Trump and the coronavirus: fight for the antidote

The federal government is wrestling with the U.S. over the rights to develop a coronavirus vaccine from a pharmaceutical company in Tubingen, Germany.

Tests exist, but where is the vaccine? Corona test in China Photo: Xue Yuge/dpa

The search for a vaccine against the coronavirus is straining relations between Germany and the United States. The U.S. government wants to secure exclusively for the United States a promising vaccine candidate that the Tubingen-based pharmaceutical company CureVac is currently researching and may test on humans for the first time as early as this summer.

The Federal Ministry of Health in Berlin confirmed a corresponding report by Welt am Sonntag on Sunday and stated that the German government, for its part, is also "in intensive exchange" with CureVac. He said there was a "high level of interest" in ensuring that vaccines and active substances against the coronavirus were also developed in Germany and Europe.
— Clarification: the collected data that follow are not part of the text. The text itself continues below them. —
Issue #1354, opened 2026-08-11
fix(author): a vault-deployed medium contract can raise the privacy ceiling and disarm the HARD leak gate


Geoffe-Ga:
Found during the Gate 2.5 review of #1310 (PR #1352). **Pre-existing, not introduced there** — `run_author` (and therefore the already-correct MCP verb) has trusted a vault-deployed contract's `default_privacy_tier` since before #1310. That PR only made the CLI consistent with the same trust boundary.

## Problem

`check_privacy_compliance` (`creek/author/checks.py`) takes its ceiling from `contract.default_privacy_tier` and flags a cited fragment only when `rank > ceiling`. `load_medium_contract` prefers the **vault-deployed** `00-Creek-Meta/Skills/mediums/<medium>.MEDIUM.md` over the packaged template (`creek/author/contracts.py:100-117`).

So a contract deployed into the vault declaring:

```yaml
default_privacy_tier: intimate
```

raises the ceiling to rank 2. Cited INTIMATE fragments are also rank 2, so `rank > ceiling` is false and the verbatim-leak check never fires for them. Only `unclassified` (the fail-closed rank 3) would still be caught. The HARD gate is disarmable from inside the vault by editing one YAML line — a file that is not obviously security-relevant to whoever edits it, and that `creek skills sync` may not overwrite.

Note the sibling property is already defended: `ReflectionNode.review` does `del rubric` (`creek/author/reflection.py:102`), so a contract cannot weight `privacy_compliance` to `0.0` and buy a clean verdict. #1310 added `tests/test_reflection.py::test_rubric_cannot_soften_a_verdict` to pin that. The ceiling is the remaining lever.

## Proposed fix

Give `check_privacy_compliance` an independent floor that a contract cannot widen — e.g. from `creek_config.yaml` — and take the **more restrictive** of the floor and the contract's declared tier. A vault-deployed contract could then only narrow what a draft may reproduce, never widen it.

Worth deciding explicitly whether a legitimate medium ever *should* be allowed to reproduce intimate text (a private journal-summary medium, say). If so the escape hatch belongs in config the operator sets deliberately, not in a skill file that deploys by default.

## Acceptance criteria

- [ ] A vault-deployed contract declaring `default_privacy_tier: intimate` does not stop the HARD gate flagging verbatim reproduction of an INTIMATE fragment.
- [ ] The floor's source is documented in `docs/writing-desk.md`.
[...]

PR #1396, opened 2026-08-11
fix(skills): guard medium contracts from silent overwrite, at the primitive

### LINKED ISSUE #1306: fix(skills): creek skills sync silently overwrites hand-edited mediums/*.MEDIUM.md — the drift guard only checks *.SKILL.md
**Severity:** High
**Remediation:** fix (extend the drift guard to the second file class) + regression test

## Problem

`creek skills sync` silently overwrites hand-edited `mediums/*.MEDIUM.md` contracts. The
drift guard that exists to prevent exactly this only inspects `*.SKILL.md`.

`deploy_skills` deploys **two** file classes — `*.SKILL.md` (`creek/scaffold.py:98`) and
`mediums/*.MEDIUM.md` (`creek/scaffold.py:101-107`). `detect_drifted_skills`
(`creek/scaffold.py:131`) globs only `SKILLS_TEMPLATE_DIR.glob("*.SKILL.md")`.
`creek/cli.py:3846-3856` uses `detect_drifted_skills` as the **only** gate before an
unconditional `shutil.copy2`, so a locally-edited MEDIUM contract is neither detected nor
protected by `--force`.

Taxonomy family 0 (correctness) — silent loss of user-authored vault content, which is the
precise thing the `--force` gate exists to prevent. FEAT-041 §5 medium contracts are
user-tunable by design.

## Evidence (corroboration)

**Signal 1 — reproducing artifact.** Deploy to a temp vault, hand-edit
`mediums/essay.MEDIUM.md`, then:

```
detect_drifted_skills(vault) -> []          # sync proceeds without --force
deploy_skills(vault)         -> the edit is gone
  file now reads: '---\nmedium: essay\nstructure:…'   (the canonical template)

control: editing lint.SKILL.md IS detected -> ['…/00-Creek-Meta/Skills/lint.SKILL.md']
```

The control case proves the guard works for the class it covers, and that the MEDIUM class
falls straight through it.

**Signal 2 — structural.** The asymmetry is between two functions ~40 lines apart in one
module: `deploy_skills` iterates two globs, `detect_drifted_skills` iterates one. Nothing in
either docstring says MEDIUM contracts are intentionally unprotected — `detect_drifted_skills`
describes itself generically as returning *"deployed skill paths whose bytes diverge from the
canonical template"*.

## Scope

Covers drift detection for the second deployed file class in `creek/scaffold.py` and the
`creek skills sync` gate that consumes it.

Explicitly NOT in scope: the privacy-ceiling threading defects in `creek skills generate`
(#971, #1280, #1281, #1284), or the ontology-spec deploy path.

## Tasks

1. Extend `detect_drifted_skills` (`creek/scaffold.py:131-140`) to also walk
   `SKILLS_TEMPLATE_DIR / "mediums"` for `*.MEDIUM.md`, comparing against
   `<vault>/00-Creek-Meta/Skills/mediums/<name>`.
2. Confirm `creek/cli.py:3846-3856` surfaces the MEDIUM paths in its drift message so the
   operator sees which files `--force` would overwrite.
3. Add regression tests for both classes: an edited `*.SKILL.md` and an edited
   `mediums/*.MEDIUM.md` are each reported as drifted, and each survives a sync without
   `--force`.

## Acceptance Criteria

- [ ] A hand-edited `mediums/essay.MEDIUM.md` is returned by `detect_drifted_skills`.
- [ ] `creek skills sync` without `--force` refuses (and names the file) when only a MEDIUM
      contract is drifted.
- [ ] `creek skills sync --force` still overwrites both classes.
- [ ] Tests cover both file classes and fail before the fix.

## Files to Create/Modify

| File | Action |
|------|--------|
| `creek-tools/creek/scaffold.py` | Modify |
| `creek-tools/creek/cli.py` | Modify (drift message, if needed) |
| `creek-tools/tests/test_skills.py` | Modify (add both regression tests) |

Geoffe-Ga:
## Summary

`creek skills sync` silently destroyed hand-edited `<vault>/00-Creek-Meta/Skills/mediums/*.MEDIUM.md`. `deploy_skills` wrote 14 files — 8 `*.SKILL.md` **and** 6 `mediums/*.MEDIUM.md` — while `detect_drifted_skills` globbed only the first class. Two enumerations of "what is a skill file" had diverged, and the guard was watching one of them.

Scoping the fix to that glob would have left the destruction half-closed, so this PR goes further. Four things were verified broken **by execution**, not by reading:

1. A hand-edited `mediums/essay.MEDIUM.md` yielded `detect_drifted_skills(vault) -> []`; `creek skills sync` exited **0**, printed `Synced 14 skill file(s)`, and replaced the operator's bytes. (Control: editing `lint.SKILL.md` *was* detected.)
2. `creek init --refresh` reached `deploy_skills` through a **second, entirely unguarded call site** (`deploy_canonical`) and destroyed **both** classes plus `AGENTS.md` — including the `*.SKILL.md` class the guard supposedly already covered. Measured: `SKILL survived refresh? False / MEDIUM survived refresh? False / AGENTS survived refresh? False`.
3. `docs/getting-started.md` actively recommended that path with the words "without touching user content". False.
4. `README.md` claimed sync already "refuses to overwrite locally-modified skill files". False for the medium class.

### The fix

- **One enumeration.** `_canonical_skill_pairs()` is now the module's only answer to "what is a skill file"; drift detection and deployment both read it, so they cannot disagree again. That divergence *was* this bug.
- **The guard moved into the destructive primitive.** `deploy_skills(vault, *, force: bool = False)` raises `DriftedSkillsError` itself. `force=False` is the default, so a future third caller is safe by construction rather than by convention. Leaving the guard in the CLI would have re-created the exact defect one layer up.
- **`deploy_canonical` pre-flights the check**, so a refused `creek init --refresh` deploys *nothing* — no folders, no ontology spec, no `AGENTS.md`. A refusal that had already overwritten `AGENTS.md` would leave the operator unable to tell what landed.
- **The refusal names the file unambiguously**, as a path relative to the Skills root (`mediums/essay.MEDIUM.md`), one per line. It previously printed a bare `p.name`, which could not distinguish a medium contract from a top-level skill.

## The `--force` policy — decided deliberately, not inherited

The question this issue forces is *what happens to an edit `--force` cannot preserve*. Silent discard is what `*.SKILL.md` did before this PR. For a data-loss issue that is the wrong default to leave unexamined, so it is changed:

> Canonical skill deployment **refuses** when a deployed skill file's bytes diverge from its canonical template. `--force` overwrites, but **preserves the operator's version alongside as `<name>.bak`** before the canonical bytes land. A later `--force` overwrites that backup. The policy is **identical for `*.SKILL.md` and `mediums/*.MEDIUM.md`**, and **identical for `creek skills sync` and `creek init`**, because the guard lives inside `deploy_skills`.

That policy is recorded in four places that the operator can actually reach: the `--force` help on both commands, the `creek init` docstring, the refusal message itself, and `docs/getting-started.md` + `README.md`.

**Honest limits of the `.bak` scheme** (probed by execution, not assumed):
- A pre-existing operator-authored `essay.MEDIUM.md.bak` **is** overwritten by the first `--force` — not just a backup from an earlier `--force`. The single deterministic name is the trade: numbered backups were rejected because unbounded `.bak.1`, `.bak.2` litter in a browsed Obsidian vault has no lifecycle and nothing in creek ever lists or cleans it. This is now disclosed in the refusal message itself ("replacing anything already at that path") and in `_preserve_local_edits`'s docstring, rather than left for someone to discover.
- Verified non-interference three ways by test: after a forced sync `detect_drifted_skills(vault) == []`; neither `*.SKILL.md` nor `mediums/*.MEDIUM.md` globs match a `.bak`; and `creek lint`'s skill-size-budget sweep produces no finding naming one. The sidecar is deliberately named so it cannot re-enter `creek/lint/checks/skill_size_budget.py` or `creek/author/contracts.py:_resolve_contract_path`.

## `AGENTS.md` is intentionally forfeit — and the pin is left alone

`tests/test_vault_sovereignty.py::test_init_refresh_overwrites_canonical_material` pins the *opposite* doctrine: it hand-edits `AGENTS.md` and asserts the canonical bytes win. **That test is deliberately untouched and still green.** `AGENTS.md` is the machine-facing agent contract whose canonical version is the intended one; a vault `MEDIUM` contract, by contrast, changes what `creek author` actually emits (`creek/author/contracts.py` prefers the vault copy over the template), so an edit there is load-bearing on output. The two are not the same kind of file and do not get the same guarantee. Every `creek init` run still overwrites `AGENTS.md`, and the help text and docs now say so instead of claiming user content is untouched.

## Consequence for #1354 — stated plainly

[#1354](https://github.com/Geoffe-Ga/Creek-Vault/issues/1354) reports that a vault-deployed medium contract can raise the privacy ceiling and disarm the HARD leak gate. Today a tampered `mediums/*.MEDIUM.md` is *incidentally* reverted the next time anyone runs `creek skills sync`. **After this change, sync refuses and the tampered contract persists.**

This PR therefore **strictly increases the persistence of a ceiling-widening contract**, and makes #1354's independent, config-sourced floor more load-bearing, not less. That is accepted: a bug that sometimes clobbers tampering is not a security control, and the new refusal actually *names the drifted file*, which is better detection than silent reversion. **Nothing anywhere should now cite "sync will restore the canonical contract" as a mitigation for #1354 — after this merges it is no longer true.**

## Two smaller decisions worth surfacing

- **Two explicit globs, not an `rglob` walk.** A whole-tree sweep would ship any stray `.md` dropped into `creek/templates/skills/` into every user vault *and* silently promote it into the watched set. It would also discard the stripped-wheel `is_dir()` guard, whose behaviour depends on pathlib globbing that changed in 3.13 — and CI runs 3.11/3.12/3.13. The two-glob form mirrors the correct in-tree precedent at `creek/lint/checks/skill_size_budget.py`.
- **`Refusal.mutate` added to the wiring-contract harness.** A drift gate could not be declared at all before: `Refusal` had no way to create pre-existing local state, and a vault fresh from `creek init` has no drift by definition. An undeclarable gate is an unwatched one — that is precisely how this bug survived in a suite whose job is to catch unwired surfaces. The `skills sync` surface also gains `00-Creek-Meta/Skills/mediums/*.MEDIUM.md` in `effect.writes`; declaring only the schema skills is what let the guard cover one class for a whole release unnoticed.

## Gate 2.5 self-review: verdict CLEAN, four non-blocking findings fixed anyway

- **The refusal named the wrong command.** `creek init` printed "Refusing to **refresh**" even without `--refresh` (reachable when the config file is missing but a drifted skill tree exists), and then advised re-running with `--refresh --force` — which would have silently skipped `generate_default_config`, so the suggested "fix" would have done *less* than the command it replaced. The verb and the remedy are now supplied by the caller and match the flags actually passed.
- **`.bak` collision disclosed** (above) rather than left implicit.
- **An overstated atomicity claim retracted.** `deploy_canonical`'s docstring said "the whole deployment is all-or-nothing". True of a *drift refusal*; not true of an I/O error partway through the four sequential steps. Scoped to what is actually guaranteed — the point of this PR is to stop shipping prose that overpromises.
- **A test-hardening gap closed.** The whole-vault digest assertion could not distinguish "the pre-flight ran before `scaffold_vault`" from "`scaffold_vault` ran but was a no-op on an already-scaffolded vault". So deleting `deploy_canonical`'s seemingly-redundant pre-flight would have broken *no test* while quietly letting a refused refresh create canonical folders. `test_init_refresh_refusal_precedes_the_folder_scaffold` now pins it with a template tree shipping a folder the vault lacks, and carries a control half so the assertion cannot pass vacuously. Verified: deleting the pre-flight reddens exactly that one test.

One finding accepted and not fixed: `deploy_canonical` computes `detect_drifted_skills` and `deploy_skills` recomputes it, a duplicate glob+hash pass per `init`. Harmless at 14 files, and keeping the primitive self-guarding is the entire point of the design.

## Test plan

**Gate 1 RED, proven by running it — not asserted.** Before any production change, the lead test failed on real behaviour, not a missing symbol:

```
FAILED test_skills_sync_refuses_a_drifted_medium_contract_and_writes_nothing
  AssertionError: Synced 14 skill file(s) to .../vault/00-Creek-Meta/Skills.
  assert 0 == 1
```

11 of the 13 tests written at that point were red (10 behavioural, 1 on the genuinely-absent `DriftedSkillsError`). The other 2 are guard rails against the *fix* — the `*.SKILL.md` no-regression control and the missing-directory tolerance — and cannot be red without changing what they assert. A 14th test came out of self-review.

**Mutation-tested, three ways.** Reintroducing exactly this bug into the fixed code (blinding the detector to the mediums class, every new symbol still present) turns **9 of the new tests red**, plus the new wiring-contract refusal gate:

```
FAILED test_declared_gate_refuses_and_leaves_the_vault_untouched[skills sync-surface14]
  AssertionError: skills sync: refusal expected exit 1, got 0
```

Restoring the fix returns green. The tests that stay green under that mutation are the ones not about the mediums class. Separately, deleting `deploy_canonical`'s pre-flight reddens exactly the new folder-scaffold pin and nothing else.

**Coverage of the behaviour, not just the line:**
- refusal exits 1, names `mediums/essay.MEDIUM.md`, operator bytes intact, **and every other skill file byte-identical** — the reason-printed half alone is passed by a surface that refuses everything
- no regression on the `*.SKILL.md` class (which had **zero** test coverage before this PR — the existing guard was itself untested)
- both classes in one call, asserted as an **exact ordered list** (`lint.SKILL.md`, `mediums/book-report.MEDIUM.md`, `paradox.SKILL.md`) — the assertion a naive two-glob concatenation fails, where a set or a count would not
- operator-authored extras (`mine.SKILL.md`, `mediums/custom.MEDIUM.md`) survive and are never reported as drift — the pin against a `copytree`-style "fix"
- stripped wheel with no `mediums/` template dir; missing `mediums/`; missing `Skills/`
- `init --refresh` refusal is atomic: the **whole-vault digest map** is identical afterwards
- `.bak` sidecar non-interference, three ways
- the `init --refresh` refusal precedes the *folder scaffold*, not merely the skill copy

**Gate 2:** `./scripts/check-all.sh` — literal exit code **0**, 12/12 checks. 9145 passed, 5 skipped (env-gated live smokes). Aggregate coverage 94.46%; `creek/scaffold.py` 95.28% and complexity grade A; per-file gate 259 files ≥80%. Integration + e2e lanes pass (24). Ruff re-verified with `--no-cache`. No `# noqa`, `# type: ignore`, `skip`, or threshold change anywhere in the diff — swept, test files included.

Closes #1306

### DIFF
--- a/creek-tools/CHANGELOG.md
+++ b/creek-tools/CHANGELOG.md
@@ -69,3 +69,17 @@ to locate the originating commit for any reference below.
   `01-Fragments/` … `10-Liminal/` or `00-Creek-Meta/`. User vault
   content lives outside this repository (default suggested location:
   `~/Obsidian/Creek-Vault/`, scaffolded by `creek init`).
+
+### Fixed
+
+- **The drift guard that refuses to overwrite a hand-edited skill file
+  now covers medium contracts too, not just schema skills, and it now
+  lives inside the shared deployment primitive itself** (#1306).
+  `<vault>/00-Creek-Meta/Skills/mediums/*.MEDIUM.md` is refused on
+  divergence exactly like `*.SKILL.md`; because the guard moved into
+  the deploy primitive, `creek init --refresh` is covered by the same
+  check, and a refusal there is atomic — nothing at all is deployed,
+  not just the skill tree. `--force` no longer silently discards the
+  operator's edits: it now preserves the local version alongside as
+  `<name>.bak` (e.g. `mediums/essay.MEDIUM.md.bak`) before
+  overwriting.
--- a/creek-tools/README.md
+++ b/creek-tools/README.md
@@ -118,7 +118,7 @@ Every command is also documented under [`docs/`](docs/) with end-to-end examples
 | Command | Purpose | Doc |
 |---------|---------|-----|
 | `creek skills generate` | Generate the **Voice Skill Tree** under `<vault>/creek-skills/` (one `SKILL.md` per frequency, phase, mode, register, plus thread/eddy/meta skills). Previously `creek skills`; see [`CHANGELOG.md`](CHANGELOG.md) for the FEAT-019 rename. | [generation](docs/generation.md#voice-skill-tree) |
-| `creek skills sync` | Re-deploy the canonical schema-skill tree from `creek-tools/creek/templates/skills/` into `<vault>/00-Creek-Meta/Skills/`. Refuses to overwrite locally-modified skill files unless `--force` is passed. | [generation](docs/generation.md#voice-skill-tree) |
+| `creek skills sync` | Re-deploy the canonical schema-skill tree and medium contracts from `creek-tools/creek/templates/skills/` into `<vault>/00-Creek-Meta/Skills/` (including `mediums/*.MEDIUM.md`). Refuses to overwrite a locally-modified *canonical* file of either class unless `--force` is passed, in which case the local version is preserved alongside as `<name>.bak`. Files you authored yourself are never deployed over or reported as drift. | [generation](docs/generation.md#voice-skill-tree) |
 | `creek mine`     | Mine blog/essay seed ideas from the vault using four discovery strategies (liminal cross-eddy, thread terminus, resonance chain, wavelength-phase window). | [generation](docs/generation.md#mining) |
 | `creek draft`    | Draft an essay from a mined idea using the activated skill stack. Saves to `07-Voice/Drafts/` with full provenance. | [generation](docs/generation.md#drafting) |
 
--- a/creek-tools/creek/cli.py
+++ b/creek-tools/creek/cli.py
@@ -43,7 +43,7 @@ logger = logging.getLogger(__name__)
 
 
 if TYPE_CHECKING:
-    from collections.abc import Callable
+    from collections.abc import Callable, Sequence
 
     from creek.author.conductor import VoiceClientFactory
     from creek.author.models import AuthoredDraft
@@ -569,21 +569,95 @@ def _guard_vault_path(vault: Path, allow_in_repo: bool) -> None:
     )
 
 
+def _print_skill_drift_refusal(
+    labels: Sequence[str],
+    *,
+    verb: str,
+    remedy: str,
+    whole_deployment: bool,
+) -> None:
+    """Explain a refused canonical-skill deployment and the way past it.
+
+    ``creek skills sync`` and ``creek init`` reach the same destructive
+    primitive, so they owe the operator the same explanation (issue
+    #1306). Each label gets its own line: Rich hard-wraps at the console
+    width, and a path folded across a wrap is both unreadable and
+    unsearchable. The labels are vault-relative on purpose — the bare
+    filename this used to print could not tell
+    ``mediums/essay.MEDIUM.md`` apart from a top-level skill.
+
+    Both the verb and the suggested command are supplied by the caller
+    rather than derived here. Printing a fixed menu of escapes is how a
+    refusal ends up advising ``--refresh`` to someone who never typed
+    it — which for a plain ``creek init`` would also skip seeding
+    ``creek_config.yaml``, so the "fix" would quietly do less than the
+    command it replaced.
+
+    Args:
+        labels: Vault-relative paths of the drifted files, as
+            ``creek.scaffold.DriftedSkillsError.labels`` renders them.
+            Plain strings so this module needs no import of the
+            exception type (``creek.scaffold`` is imported lazily inside
+            the commands that use it).
+        verb: What this invocation was trying to do, for the first line.
+        remedy: The exact command to re-run, already ``--force``-bearing
+            and matching the flags the operator actually passed.
+        whole_deployment: Whether the refusal aborted more than the skill
+            tree. An explicit flag, not a test on *verb*: what the
+            operator is told must not depend on how a word was spelled.
+    """
+    console.print(
+        f"[red]Refusing to {verb}: local changes detected in "
+        f"{len(labels)} skill file(s):[/red]",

CureVac itself could not be reached for comment on Sunday. Just Wednesday of last week, the company’s previous CEO, Daniel Menichella, who had traveled to the White House for corona talks in early March, was replaced as CEO by CureVac founder Ingmar Hoerr. Observers in Tubingen assumed on Sunday that a migration of the company to the U.S. had become rather unlikely with this change.
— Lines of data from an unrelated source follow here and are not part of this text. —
Issue #1398, opened 2026-08-11
fix(redact): --apply over a vault rewrites creek_config.yaml, corrupting the config that governs redaction


Geoffe-Ga:
## Signal

`.yaml` is in the default `redaction.supported_extensions`
(`creek-tools/creek/config.py:781-792`) and `exclude_patterns` defaults to
`['.git', 'node_modules']` (`:795-797`), so
`creek redact --apply --source <vault> --vault <vault>` treats
`<vault>/00-Creek-Meta/creek_config.yaml` as an ordinary candidate and rewrites
it in place.

## Why this is worse than losing a config file

`RedactionConfig.false_positive_allowlist` exists to hold strings that *look
like* secrets but are not — which is precisely the set of strings the scanner
will match. A vault-wide apply therefore replaces allowlist entries with
`[REDACTED:...]` markers, and every subsequent scan then flags the very
false positives the operator had already triaged. The config that governs
redaction is silently widened by running redaction.

Custom `patterns`, `replacement_template`, and any tokens in
`exclude_patterns` are exposed the same way.

## Not fixed by #1308

#1308 excludes `00-Creek-Meta/audit/` and the legacy
`00-Creek-Meta/Processing-Log/purge-log.json` from the apply set, because those
are hash-chained compliance artifacts whose in-place mutation is undetectable.
`creek_config.yaml` is a different failure (config corruption, loudly wrong
rather than silently signed) and was left out of that change deliberately
rather than by oversight — see `PROTECTED_AUDIT_RELPATHS` in
`creek-tools/creek/redact/cli_commands.py`.

## Options

1. Add `00-Creek-Meta/creek_config.yaml` to `PROTECTED_AUDIT_RELPATHS` — one
   line, same ratchet direction, but the constant is then no longer only about
   audit artifacts and should be renamed.
2. Exclude `00-Creek-Meta/` from the apply set wholesale and enumerate what
   *should* be redactable inside it. Broader, and needs a look at whether any
   vault content legitimately lives there.
3. Refuse `--apply` when `--source` contains `--vault`'s `00-Creek-Meta`
   without an explicit opt-in flag.

## Acceptance

- A test that seeds `false_positive_allowlist` with a secret-shaped string,
  runs `--apply --source <vault> --vault <vault>`, and asserts
  `creek_config.yaml` is byte-identical.
- Mutation-check it: remove the guard and confirm the test goes red.

Refs #1308

[...]

Issue #1397, opened 2026-08-11
fix(redact): a secret leaked into a filename is now unremediable — audit lines are excluded from --apply


Geoffe-Ga:
## Context

#1308 excludes `<vault>/00-Creek-Meta/audit/` and the legacy
`00-Creek-Meta/Processing-Log/purge-log.json` from the `creek redact --apply`
rewrite set, unconditionally. That closes a real hazard (a run rewriting its own
hash-chained history, with `verify()` still passing because later entries
re-anchor the chain onto the mutated line).

## The residual it creates

`RedactionAuditEntry.source_path` records the path as the pipeline saw it. If a
secret leaked into a *filename* — `/exports/ssn-123-45-6789.md`, which is
exactly the shape of the reproduction in #1308 — that secret is now written into
`redact.jsonl` and can no longer be remediated by `creek redact --apply`,
because the file holding it is protected from rewriting.

Before #1308 it was *technically* remediable, but only by the same mechanism
that silently corrupted the chain, so this is not a regression in any usable
sense — it is a gap that was previously masked by a bug.

## Why it is purge-shaped, not redact-shaped

The audit log is a hash-chained compliance record. You cannot rewrite one line
in place without invalidating every hash after it. Remediating it means either

1. a chain-aware rewrite that re-signs the tail and records that it did so
   (the `creek purge` model — see `PurgeAuditLog._migrate_legacy_if_needed` for
   the existing precedent of replaying a log into a new chain), or
2. a preventive fix: hash or elide the filename component of `source_path`
   when the filename itself matches a redaction pattern, so the secret never
   reaches the log.

Option 2 is cheaper and probably correct, but it changes what `source_path`
means to every existing reader, so it wants its own design pass.

Documented as a known residual in `creek-tools/docs/redaction.md`.

Refs #1308

PR #1399, opened 2026-08-11
fix(redact): record each rewrite as it happens, so a mid-batch abort cannot destroy bytes unaudited

### LINKED ISSUE #1308: fix(redact): --apply rewrites files before writing any audit record, so a mid-batch failure leaves an unaudited destructive change
**Labels:** `de-slop`, `creek-pipeline`, `security`, `priority-high`
**Severity:** High
**Remediation:** fix (port the purge engine's intent/outcome audit pairing) + regression test

## Problem

`creek redact --apply` rewrites files **before** it writes any audit record, and converts a
mid-batch `OSError` into `typer.Exit(1)` — which unwinds past the audit write. The result is
a destructive, irreversible rewrite with **zero** audit lines, which is precisely the
incident you would later need the audit log to investigate.

- `creek/redact/cli_commands.py:590-596` — `run_apply` calls `_apply_redactions(...)`
  (destructive) before `_write_redaction_audit(...)`.
- `creek/redact/cli_commands.py:502-507` — `_apply_redactions` raises `typer.Exit` from `OSError`.
- `creek/redact/audit.py:24-48` — `RedactionAuditEntry` has no `phase` / `operation_id` /
  `status` / `failure_reason`, so the schema cannot even express a partial outcome.

Taxonomy family 0 (correctness on a compliance path) + family 5 (architectural drift).

## Evidence (corroboration)

**Signal 1 — reproducing artifact.** Two files with `ssn` findings; the second
`_atomic_write` raises `OSError(ENOSPC)`:

```
run_apply exited with code 1
a.md on disk now: 'ssn [REDACTED:ssn] here\n'   # rewritten
audit log exists: False
audit entries recorded: 0
```

**Signal 2 — structural, and the sibling subsystem already solved it.**
`creek/purge/engine.py:1701-1772` `_run_audited` writes an `intent` line *before* the first
destructive op and an `outcome` line with `status="partial"` + `failure_reason` on
exception — documented there as "the engine's recovery contract" (GAP-002). The redact path
has no equivalent.

**Signal 3 — the claim it breaks.** `creek/redact/cli_commands.py:546-549` and
`docs/redaction.md:158` both assert: *"Every `creek redact --apply` invocation appends one
JSONL entry per touched file."*

Not covered by #1293 / #1288 / #1087 / #946 / #945 / #900 / #901 / #886, which are all about
scan/apply *matching* or symlink handling.

## Scope

Covers audit sequencing and the audit-entry schema for the `creek redact --apply` path.

Explicitly NOT in scope: scan/apply parity for line-anchored patterns (#900), marker
re-redaction (#945), token-boundary snapping (#946), symlink guards (#1293, #1087, #1298).

## Tasks

1. Extend `RedactionAuditEntry` (`creek/redact/audit.py:24-48`) with `phase`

The German Federal Ministry of Education and Research (BMBF) in Berlin, however, reacted in a huff. That’s because CureVac, which could now possibly sell the rights to its work exclusively to the U.S., is conducting research on Corona thanks in part to financial support from the German government: "Vaccine development is being driven forward in particular through the international vaccine alliance Cepi, which is also co-financed by the German government," a BMBF spokesperson told the taz. "Among others, Cepi has commissioned the company CureVac to develop a vaccine." Just a few days ago, the German government had increased funding for corona research by 140 million euros.

One vaccine for all

Barbel Bas, deputy leader of the SPD parliamentary group in the Bundestag, was correspondingly outraged: "A pandemic is about all people – and not about ‘America first’." If there is a vaccine, it must be available to all, she said.

But it is doubtful whether this can be achieved in the near future. Because as fast-paced as research into vaccines is, one thing is certain: how many people a vaccine can ultimately be made available to will depend not only on its successful development, but above all on the subsequent production capacities.

According to the World Health Organization, 37 vaccine projects have been launched worldwide against the coronavirus alone – a record. CureVac is one of them. It is hoped that the first approvals could come as early as 2021. By then, successful candidates would have to have proven that they are tolerable, have an immunizing effect and actually offer reliable protection.

The production site counts

The subsequent manufacturing process, however, varies widely, depending on whether the vaccines are live vaccines with vector viruses, dead vaccines with viral proteins, or gene-based vaccines based on mRNA.

This means that a vaccine can only be manufactured in production facilities that are suitable for it – and not arbitrarily elsewhere. "I hope there will be more than one vaccine," says Klaus Cichutek, president of the Paul Ehrlich Institute, which is responsible for approving vaccines. "Monopolization would not do us any good."